*** Data to process Section Begins ***

PR #3056, opened 2019-08-20
Fix jenkins/travis CI:

mellery451:
* remove clang builds from jenkins
* make clang 7 min version
* disable windows travis cache
* limit make parallelism
* update linux CI image

### DIFF
--- a/.travis.yml
+++ b/.travis.yml
@@ -6,7 +6,7 @@ services:
 
 env:
   global:
-    - DOCKER_IMAGE="mellery451/rippled-ci-builder:2019-07-18"
+    - DOCKER_IMAGE="mellery451/rippled-ci-builder:2019-08-19"
     - CMAKE_EXTRA_ARGS="-Dwerr=ON"
     - NINJA_BUILD=true
     # change this if we get more VM capacity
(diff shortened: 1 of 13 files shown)


.travis.yml
```diff
@@ -6,7 +6,7 @@ services:
 
 env:
   global:
-    - DOCKER_IMAGE="mellery451/rippled-ci-builder:2019-07-18"
+    - DOCKER_IMAGE="mellery451/rippled-ci-builder:2019-08-19"
```
seelabs: I'd rather get build artifacts from ripple "official" repositories rather than developer specific repositories. No changed needed in this PR, but we should look at changing this in another PR.

Builds/containers/shared/install_cmake.sh
```diff
@@ -2,9 +2,9 @@
 set -ex
 
 cd /tmp
-CM_INSTALLER=cmake-3.13.2-Linux-x86_64.sh
-CM_VER_DIR=/opt/local/cmake-3.13
-wget https://cmake.org/files/v3.13/$CM_INSTALLER
+CM_INSTALLER=cmake-3.15.2-Linux-x86_64.sh
```
seelabs: What is our min version of cmake? Do we have a CI configuration with this min version? No change needed, but the upgrade made me wonder.

CMakeLists.txt
```diff
@@ -61,16 +61,15 @@ endif ()
 
 if ("${CMAKE_CXX_COMPILER_ID}" MATCHES ".*Clang") # both Clang and AppleClang
   set (is_clang TRUE)
-  # TODO enable this version check
   if ("${CMAKE_CXX_COMPILER_ID}" STREQUAL "Clang" AND
-         CMAKE_CXX_COMPILER_VERSION VERSION_LESS 5.0)
-    message (FATAL_ERROR "This project requires clang 5 or later")
+         CMAKE_CXX_COMPILER_VERSION VERSION_LESS 7.0)
+    message (FATAL_ERROR "This project requires clang 7 or later")
```
seelabs: I'm a little conflicted about this check. The problem with clang 5 is the interaction with gcc (as you know). I think it's reasonable to say "we only support clang 7 or newer". However, this is refusing to build with older clangs, even if they would work.

What do you think about making this a warning? Keeping it as an error is also reasonable. I suspect there are very few people building with clang 5 anyway.

CMakeLists.txt
```diff
@@ -61,16 +61,15 @@ endif ()
...
   endif ()
   # TODO min AppleClang version check ?
 elseif ("${CMAKE_CXX_COMPILER_ID}" STREQUAL "GNU")
   set (is_gcc TRUE)
-  if (CMAKE_CXX_COMPILER_VERSION VERSION_LESS 7.0)
-    message (FATAL_ERROR "This project requires GCC 7 or later")
+  if (CMAKE_CXX_COMPILER_VERSION VERSION_LESS 7.4)
+    message (FATAL_ERROR "This project requires GCC 7.4 or later")
```
seelabs: I think we can remove this check. The ICE with gcc 7.3 appears  to be a jenkins only issue.

.travis.yml
mellery451: I agree - it's on my TODO list

Builds/containers/shared/install_cmake.sh
mellery451: `cmake_minimum_required` says 3.9 currently. I would personally prefer 3.12 or higher, but I agree we should have a test for whatever that version is. I'll add another TODO item for that.

CMakeLists.txt
mellery451: I'm fine keeping it at 5, but I think we need the travis builds to cover it then...otherwise it's untested. The 5 and 6 builds work just fine in travis, so if we want 5 as min ver, then we add the builds back in...I think you agree?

*** Data to process Section Ends ***

**Problem details**
Copy each line in the entries above where "travis" turns up.

**Response area**
Fix jenkins/travis CI:
* disable windows travis cache
--- a/.travis.yml
+++ b/.travis.yml
.travis.yml
.travis.yml
mellery451: I'm fine keeping it at 5, but I think we need the travis builds to cover it then...otherwise it's untested. The 5 and 6 builds work just fine in travis, so if we want 5 as min ver, then we add the builds back in...I think you agree?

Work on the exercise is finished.